DATA FOR THIS EXERCISE —
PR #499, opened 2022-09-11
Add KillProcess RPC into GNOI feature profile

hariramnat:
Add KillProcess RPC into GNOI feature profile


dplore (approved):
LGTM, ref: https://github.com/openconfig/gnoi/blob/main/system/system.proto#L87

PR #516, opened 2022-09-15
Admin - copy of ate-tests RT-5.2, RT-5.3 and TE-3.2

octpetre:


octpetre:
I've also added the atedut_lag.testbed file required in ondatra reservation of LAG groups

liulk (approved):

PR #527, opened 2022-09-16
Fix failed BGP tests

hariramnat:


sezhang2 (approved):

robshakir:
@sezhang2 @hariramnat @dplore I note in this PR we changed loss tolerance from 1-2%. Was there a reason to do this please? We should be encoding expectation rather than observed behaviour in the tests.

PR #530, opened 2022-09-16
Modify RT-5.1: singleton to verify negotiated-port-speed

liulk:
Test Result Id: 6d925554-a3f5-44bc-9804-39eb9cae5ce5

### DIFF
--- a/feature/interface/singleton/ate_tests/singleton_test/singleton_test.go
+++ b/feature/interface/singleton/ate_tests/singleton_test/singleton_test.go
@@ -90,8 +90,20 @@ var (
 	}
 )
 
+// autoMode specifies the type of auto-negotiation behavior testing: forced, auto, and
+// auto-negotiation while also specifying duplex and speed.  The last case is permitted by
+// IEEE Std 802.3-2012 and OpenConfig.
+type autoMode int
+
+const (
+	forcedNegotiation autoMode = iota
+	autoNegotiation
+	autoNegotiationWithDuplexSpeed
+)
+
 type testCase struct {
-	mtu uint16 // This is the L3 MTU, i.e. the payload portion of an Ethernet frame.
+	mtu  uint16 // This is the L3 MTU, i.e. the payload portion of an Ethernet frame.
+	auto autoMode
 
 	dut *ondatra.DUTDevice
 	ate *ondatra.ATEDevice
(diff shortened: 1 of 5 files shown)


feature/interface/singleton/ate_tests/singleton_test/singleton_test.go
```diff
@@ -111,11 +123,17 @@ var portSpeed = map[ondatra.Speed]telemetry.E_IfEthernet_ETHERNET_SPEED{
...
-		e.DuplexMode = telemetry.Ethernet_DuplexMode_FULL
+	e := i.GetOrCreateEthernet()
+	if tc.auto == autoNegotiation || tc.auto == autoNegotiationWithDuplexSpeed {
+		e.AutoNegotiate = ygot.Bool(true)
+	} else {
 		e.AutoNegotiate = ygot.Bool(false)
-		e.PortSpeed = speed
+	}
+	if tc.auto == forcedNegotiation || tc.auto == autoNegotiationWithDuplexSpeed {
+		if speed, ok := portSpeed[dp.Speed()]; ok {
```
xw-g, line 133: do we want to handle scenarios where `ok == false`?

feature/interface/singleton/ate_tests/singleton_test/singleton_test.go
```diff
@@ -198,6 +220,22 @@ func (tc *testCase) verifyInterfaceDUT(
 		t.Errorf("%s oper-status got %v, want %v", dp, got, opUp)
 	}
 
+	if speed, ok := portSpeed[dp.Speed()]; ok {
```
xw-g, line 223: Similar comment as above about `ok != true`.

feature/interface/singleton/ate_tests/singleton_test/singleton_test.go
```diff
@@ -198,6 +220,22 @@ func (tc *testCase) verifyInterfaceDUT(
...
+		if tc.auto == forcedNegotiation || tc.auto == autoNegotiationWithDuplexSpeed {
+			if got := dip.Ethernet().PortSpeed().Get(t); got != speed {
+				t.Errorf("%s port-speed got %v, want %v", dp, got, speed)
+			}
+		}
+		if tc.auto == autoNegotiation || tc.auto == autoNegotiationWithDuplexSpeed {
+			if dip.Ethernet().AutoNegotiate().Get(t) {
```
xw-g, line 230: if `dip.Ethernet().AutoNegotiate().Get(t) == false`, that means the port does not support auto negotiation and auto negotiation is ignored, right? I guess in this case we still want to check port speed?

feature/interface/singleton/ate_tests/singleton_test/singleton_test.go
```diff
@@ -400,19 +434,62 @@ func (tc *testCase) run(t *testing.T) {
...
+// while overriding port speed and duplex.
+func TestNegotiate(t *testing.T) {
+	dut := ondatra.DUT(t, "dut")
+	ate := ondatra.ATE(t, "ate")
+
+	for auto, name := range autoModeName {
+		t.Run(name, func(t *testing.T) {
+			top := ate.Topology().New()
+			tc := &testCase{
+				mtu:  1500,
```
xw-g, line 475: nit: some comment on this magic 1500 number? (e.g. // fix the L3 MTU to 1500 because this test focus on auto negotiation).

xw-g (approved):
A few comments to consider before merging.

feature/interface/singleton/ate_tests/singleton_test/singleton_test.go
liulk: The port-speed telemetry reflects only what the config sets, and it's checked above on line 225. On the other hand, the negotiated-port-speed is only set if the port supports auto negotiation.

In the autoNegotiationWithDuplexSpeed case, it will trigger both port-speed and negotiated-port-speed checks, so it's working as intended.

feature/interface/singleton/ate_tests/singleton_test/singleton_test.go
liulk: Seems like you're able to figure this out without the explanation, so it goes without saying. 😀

EXERCISE DESCRIPTION — Every line of the listing above is to be set down again without any change.

YOUR SOLUTION —
PR #499, opened 2022-09-11
Add KillProcess RPC into GNOI feature profile

hariramnat:
Add KillProcess RPC into GNOI feature profile


dplore (approved):
LGTM, ref: https://github.com/openconfig/gnoi/blob/main/system/system.proto#L87

PR #516, opened 2022-09-15
Admin - copy of ate-tests RT-5.2, RT-5.3 and TE-3.2

octpetre:


octpetre:
I've also added the atedut_lag.testbed file required in ondatra reservation of LAG groups

liulk (approved):

PR #527, opened 2022-09-16
Fix failed BGP tests

hariramnat:


sezhang2 (approved):

robshakir:
@sezhang2 @hariramnat @dplore I note in this PR we changed loss tolerance from 1-2%. Was there a reason to do this please? We should be encoding expectation rather than observed behaviour in the tests.

PR #530, opened 2022-09-16
Modify RT-5.1: singleton to verify negotiated-port-speed

liulk:
Test Result Id: 6d925554-a3f5-44bc-9804-39eb9cae5ce5

### DIFF
--- a/feature/interface/singleton/ate_tests/singleton_test/singleton_test.go
+++ b/feature/interface/singleton/ate_tests/singleton_test/singleton_test.go
@@ -90,8 +90,20 @@ var (
 	}
 )
 
+// autoMode specifies the type of auto-negotiation behavior testing: forced, auto, and
+// auto-negotiation while also specifying duplex and speed.  The last case is permitted by
+// IEEE Std 802.3-2012 and OpenConfig.
+type autoMode int
+
+const (
+	forcedNegotiation autoMode = iota
+	autoNegotiation
+	autoNegotiationWithDuplexSpeed
+)
+
 type testCase struct {
-	mtu uint16 // This is the L3 MTU, i.e. the payload portion of an Ethernet frame.
+	mtu  uint16 // This is the L3 MTU, i.e. the payload portion of an Ethernet frame.
+	auto autoMode
 
 	dut *ondatra.DUTDevice
 	ate *ondatra.ATEDevice
(diff shortened: 1 of 5 files shown)


feature/interface/singleton/ate_tests/singleton_test/singleton_test.go
```diff
@@ -111,11 +123,17 @@ var portSpeed = map[ondatra.Speed]telemetry.E_IfEthernet_ETHERNET_SPEED{
...
-		e.DuplexMode = telemetry.Ethernet_DuplexMode_FULL
+	e := i.GetOrCreateEthernet()
+	if tc.auto == autoNegotiation || tc.auto == autoNegotiationWithDuplexSpeed {
+		e.AutoNegotiate = ygot.Bool(true)
+	} else {
 		e.AutoNegotiate = ygot.Bool(false)
-		e.PortSpeed = speed
+	}
+	if tc.auto == forcedNegotiation || tc.auto == autoNegotiationWithDuplexSpeed {
+		if speed, ok := portSpeed[dp.Speed()]; ok {
```
xw-g, line 133: do we want to handle scenarios where `ok == false`?

feature/interface/singleton/ate_tests/singleton_test/singleton_test.go
```diff
@@ -198,6 +220,22 @@ func (tc *testCase) verifyInterfaceDUT(
 		t.Errorf("%s oper-status got %v, want %v", dp, got, opUp)
 	}
 
+	if speed, ok := portSpeed[dp.Speed()]; ok {
```
xw-g, line 223: Similar comment as above about `ok != true`.

feature/interface/singleton/ate_tests/singleton_test/singleton_test.go
```diff
@@ -198,6 +220,22 @@ func (tc *testCase) verifyInterfaceDUT(
...
+		if tc.auto == forcedNegotiation || tc.auto == autoNegotiationWithDuplexSpeed {
+			if got := dip.Ethernet().PortSpeed().Get(t); got != speed {
+				t.Errorf("%s port-speed got %v, want %v", dp, got, speed)
+			}
+		}
+		if tc.auto == autoNegotiation || tc.auto == autoNegotiationWithDuplexSpeed {
+			if dip.Ethernet().AutoNegotiate().Get(t) {
```
xw-g, line 230: if `dip.Ethernet().AutoNegotiate().Get(t) == false`, that means the port does not support auto negotiation and auto negotiation is ignored, right? I guess in this case we still want to check port speed?

feature/interface/singleton/ate_tests/singleton_test/singleton_test.go
```diff
@@ -400,19 +434,62 @@ func (tc *testCase) run(t *testing.T) {
...
+// while overriding port speed and duplex.
+func TestNegotiate(t *testing.T) {
+	dut := ondatra.DUT(t, "dut")
+	ate := ondatra.ATE(t, "ate")
+
+	for auto, name := range autoModeName {
+		t.Run(name, func(t *testing.T) {
+			top := ate.Topology().New()
+			tc := &testCase{
+				mtu:  1500,
```
xw-g, line 475: nit: some comment on this magic 1500 number? (e.g. // fix the L3 MTU to 1500 because this test focus on auto negotiation).

xw-g (approved):
A few comments to consider before merging.

feature/interface/singleton/ate_tests/singleton_test/singleton_test.go
liulk: The port-speed telemetry reflects only what the config sets, and it's checked above on line 225. On the other hand, the negotiated-port-speed is only set if the port supports auto negotiation.

In the autoNegotiationWithDuplexSpeed case, it will trigger both port-speed and negotiated-port-speed checks, so it's working as intended.

feature/interface/singleton/ate_tests/singleton_test/singleton_test.go
liulk: Seems like you're able to figure this out without the explanation, so it goes without saying. 😀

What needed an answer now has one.